PR #3152, opened 2026-09-10
fix(srv): Phase 0b — bundle ref tables become authoritative for export, with backfill

AgentA-asaf:
Phase 0b of `SPEC_INSTRUCTION_AND_MEMORY_PORTABILITY_2026_09_09.md`, the reconciliation #3149 identified as a prerequisite for Phase 3. Tracking: #3148.

**The bug.** Bundle components lived in two stores that were never synced. Agent launch read `db_bundle_skills_ref` / `db_bundle_mcp_ref`; ABF export read the inline `db_bundles.skills` / `.mcp_servers` columns. Binding a skill or MCP server in the Armory writes only a ref row, so it ran at launch, showed in the UI, and **exported as an empty `skills/` and `mcp/` directory with no warning** — in a format this repo advertises as a backup.

**The fix: the ref tables become authoritative.** They are what the UI writes and what launch already trusts.

**Two commits, and they must ship together.** Export reading refs before the backfill has run would make every pre-existing bundle export empty.

| Commit | What |
|---|---|
| `f872be33b` | `m0030` carries every bundle's inline components into the ref tables. Additive only. |
| `46a0c0831` | `export_bundle` stops reading `bundle.mcp_servers`; both export paths resolve from the refs. |

**Migration notes** — the parts worth review attention:
- **Two stores.** `db_bundles` lives in the shared store; the catalog and ref tables live in the channel store, because the refs carry foreign keys to `db_skills`/`db_mcp_servers` and therefore cannot also FK to bundles (`migrations.rs:721-741`). Bundles are read from the former, refs written into the latter, resolving the shared store exactly the way `m0021` does with the same fall-back-and-warn posture.
- **Skills** are bare ids and bind directly. An id whose catalog row is gone is dropped with a warning — the ref tables cannot represent it and export could never render it either.
- **MCP servers** have no catalog row anywhere today, so each inline entry becomes a bundle-scoped `db_mcp_servers` row plus a ref, created in one transaction by `bundle_mcp_upsert_unique`. A nameless entry gets a stable synthetic name instead of being dropped.
- **Idempotent three ways**: `INSERT OR IGNORE` on refs, name uniqueness on the catalog, and a re-run that binds nothing new. Best-effort per bundle: one malformed blob must not abort a migration whose read switch ships in the same release.

**Export notes:**
- `export_bundle` is now a pure renderer — it reads no component column off `bundle` and takes both lists resolved. That split (skills resolved, MCP read inline) is exactly how the two paths drifted apart.
- One `resolve_bundle_components` serves both export paths, so they cannot disagree.
- **Scope is deliberately narrower than `effective_skills`/`effective_mcp_servers`**, which additionally union an agent's own binds, globals and the legacy blob. Those answer "what does this agent run with"; this answers "what is in this bundle", which is what an ABF describes. Documented at the resolver.
- `missing_skill_ids` is now always empty and kept for wire compatibility — a ref cannot dangle the way a bare inline id could.

**Tests** (8 new, all failing before the change):

| Test | Pins |
|---|---|
| `export_carries_ref_bound_components_the_inline_columns_never_had` | the regression itself, plus that redaction still applies when resolving from a different source |
| `a_bound_mcp_server_with_unparseable_config_warns_instead_of_vanishing` | the malformed-data guarantee at its new layer |
| `resolving_ignores_catalog_rows_this_bundle_is_not_bound_to` | `managed_list` returns globals too; only bound rows are the bundle's |
| `carries_inline_skills_and_mcp_servers_into_the_ref_tables` | the backfill, config surviving verbatim |
| `rerunning_binds_nothing_new` | idempotency |
| `a_malformed_blob_is_logged_and_the_rest_of_the_bundle_still_migrates` | partial failure |
| `an_inline_skill_id_with_no_catalog_row_is_dropped_not_fatal` | dangling id |
| `a_nameless_mcp_entry_gets_a_stable_synthetic_name` | two nameless entries must not collide |

The renderer's MCP tests now pass entries through a test shim. The malformed-JSON test in `bundle_export.rs` is **kept as a pointer** to where the guarantee moved rather than deleted, so it stays findable from the module that used to own it.

**Deliberately NOT in this PR**, each a follow-up on #3148:
1. **Imports still write only the inline columns**, so an imported MCP server remains inert at spawn — the other half of §3.4. Next PR.
2. `bundle_validate.rs` still parses the inline columns, so `bundle.validate` now reports on data nothing else reads. It is report-only and blocks nothing, but it is now inaccurate.
3. `bundle_delete` still orphans ref rows.
4. The inline columns themselves, and the frontend `draftToWire` that rewrites them on every save. Dropping them is a schema change and wants its own release once this proves out.

**Verification**
```
cargo test -p agentmux-srv   → 3225 passed, 0 failed
```

### DIFF
--- a/.changesets/1789022722-fix-srv-bundle-exports-now-carry-the-skills-and-mcp-servers--e638.md
+++ b/.changesets/1789022722-fix-srv-bundle-exports-now-carry-the-skills-and-mcp-servers--e638.md
@@ -1,0 +1,5 @@
+---
+type: patch
+---
+
+fix(srv): bundle exports now carry the skills and MCP servers actually bound to the bundle, with a migration carrying existing inline data across
--- a/agentmux-srv/src/backend/bundle_export.rs
+++ b/agentmux-srv/src/backend/bundle_export.rs
@@ -360,14 +360,26 @@ pub(crate) fn sanitize_context_relative_path(path: &str) -> Option<String> {
     Some(parts.join("/"))
 }
 
-/// Export a bundle + its already-resolved skills into the ABF v0.1 layout.
+/// Export a bundle + its already-resolved components into the ABF layout.
 ///
-/// `skills` must already be resolved from `bundle.skills` (a JSON array of
-/// skill ids) via `Store::skill_get` per id — this function does no
-/// lookups. Callers should skip ids that failed to resolve (deleted skills)
-/// before calling this; it does not distinguish "missing" from "not
-/// passed."
-pub fn export_bundle(bundle: &Bundle, skills: &[Skill]) -> BundleExport {
+/// **This function does no store lookups and reads no component column off
+/// `bundle`.** Both `skills` and `mcp_servers` must be resolved by the caller
+/// from `db_bundle_skills_ref` / `db_bundle_mcp_ref`, which are authoritative
+/// for what a bundle contains (Phase 0b of
+/// SPEC_INSTRUCTION_AND_MEMORY_PORTABILITY_2026_09_09.md). It used to read
+/// `bundle.mcp_servers` inline here while skills came in resolved — that split
+/// is exactly how export and launch drifted apart, so the renderer now takes
+/// both the same way and has no opinion about where they came from.
+///
+/// `mcp_servers` entries are the exporter's own entry shape: the server's
+/// config object with its `name` alongside, which is what `redact_mcp_entry`
+/// reads. Callers skip ids that failed to resolve before calling; this does
+/// not distinguish "missing" from "not passed".
+pub fn export_bundle(
+    bundle: &Bundle,
+    skills: &[Skill],
+    mcp_servers: &[Value],
+) -> BundleExport {
     let root_slug = derive_slug(&bundle.name);
     let mut files = Vec::new();
     let mut skipped_skills = Vec::new();
@@ -522,8 +534,7 @@ pub fn export_bundle(bundle: &Bundle, skills: &[Skill]) -> BundleExport {
     // ------------------------------------------------------------------
     // mcp/<slug>.server.json + inferred accounts/requirements.json
     // ------------------------------------------------------------------
-    let mcp_entries: Vec<Value> =
-        parse_json_field_or_warn(&bundle.mcp_servers, "mcp_servers", &mut warnings);
+    let mcp_entries: Vec<Value> = mcp_servers.to_vec();
     let mut used_mcp_slugs: HashSet<String> = HashSet::new();
     let mut requirements: Vec<Value> = Vec::new();
     for (index, entry) in mcp_entries.iter().enumerate() {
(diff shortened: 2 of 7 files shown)


a5af:
@codex review

AgentA-asaf:
All three findings confirmed and fixed in `498013a0d`. Two of them were the same class of bug this PR exists to remove, which is a good sign the reviews were reading it the right way.

**Codex P1 — imports must bind.** Correct, and it was a regression *this PR introduced*: with export reading only refs, an import writing only the inline columns produces a bundle that exports empty — and whose MCP servers never reach a spawned agent either, since launch reads refs too. All three import paths now bind after `bundle_upsert` (the bind checks bundle existence first, so the ordering is load-bearing). Failures are warnings, not errors: the bundle row is already committed by that point, so aborting would leave a half-imported bundle. Pinned end to end by `an_imported_bundle_exports_the_components_it_arrived_with`, which imports an ABF carrying a skill and a server and exports it back out.

**Codex P2 — duplicate names.** Also correct, and subtle: I was treating every `already exists` error as an idempotent re-run, which silently dropped the second of two same-named entries **permanently**, since export no longer falls back to the inline column. Idempotence is now decided by *what is already bound* rather than by an error string — those two conditions produce identical error text and mean opposite things. A colliding name gets a numeric suffix instead of being dropped, including when it collides with a visible global server. `two_entries_sharing_a_name_are_both_kept` covers both the first run and the re-run.

**ReAgent P2 — transport.** Correct: hardcoding `stdio` gave the row a transport column contradicting its own config JSON for http/sse entries. It now comes from the entry's `type`, with `stdio` as the fallback for an entry that says nothing. `an_entrys_own_type_becomes_the_transport`.

All three fixes land in one shared place — `Store::bundle_mcp_bind_inline_entries` — used by the m0030 backfill and all three import paths, so a server recovered from an old inline column and one that arrives in an import cannot end up shaped differently. That was the actual lesson of §3.4.

`cargo test -p agentmux-srv`: 3228 passed, 0 failed.

The PR body's "deliberately not in this PR" list is now shorter by one: imports are done here, because leaving them out would have shipped a regression. Still deferred: `bundle_validate.rs` reading the inline columns, `bundle_delete` orphaning refs, and removing the columns themselves.

AgentA-asaf:
P1 confirmed and fixed in `abe2465c5`. This one was the sharpest catch of the three rounds, because it was the bug this PR exists to fix, reintroduced inside the fix for it.

Skipping on a name match conflated two opposite conditions: *this exact entry was already migrated* and *a completely different server happens to share its name*. The second case dropped a real entry permanently and, as you noted, without the warning every other drop path in that function emits.

**Identity is now the config object**, matched as a multiset consume so N byte-identical entries stay N across re-runs. Name is used only for collision avoidance, and a disambiguated name now warns as well, so nothing in that function is silent any more.

Worth adding: matching on name was also wrong about its own output. An entry disambiguated to `foo-2` on the first run stores that name while still deriving `foo` from its config, so a re-run would have created a second copy — the opposite failure, in the same line.

New test `an_inline_entry_is_kept_when_a_different_server_already_holds_its_name` sets up exactly your scenario: an Armory-bound `github` pointing at one binary, an inline `github` pointing at another. Both survive, both configs intact, and a re-run still creates nothing.

`cargo test -p agentmux-srv`: 3229 passed, 0 failed.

== == ==

■ WORK TO BE COMPLETED ■
Only lines that include "backend" belong in the answer; copy all of them from the listing.

■ RESULT OF THIS TASK ■
--- a/agentmux-srv/src/backend/bundle_export.rs
+++ b/agentmux-srv/src/backend/bundle_export.rs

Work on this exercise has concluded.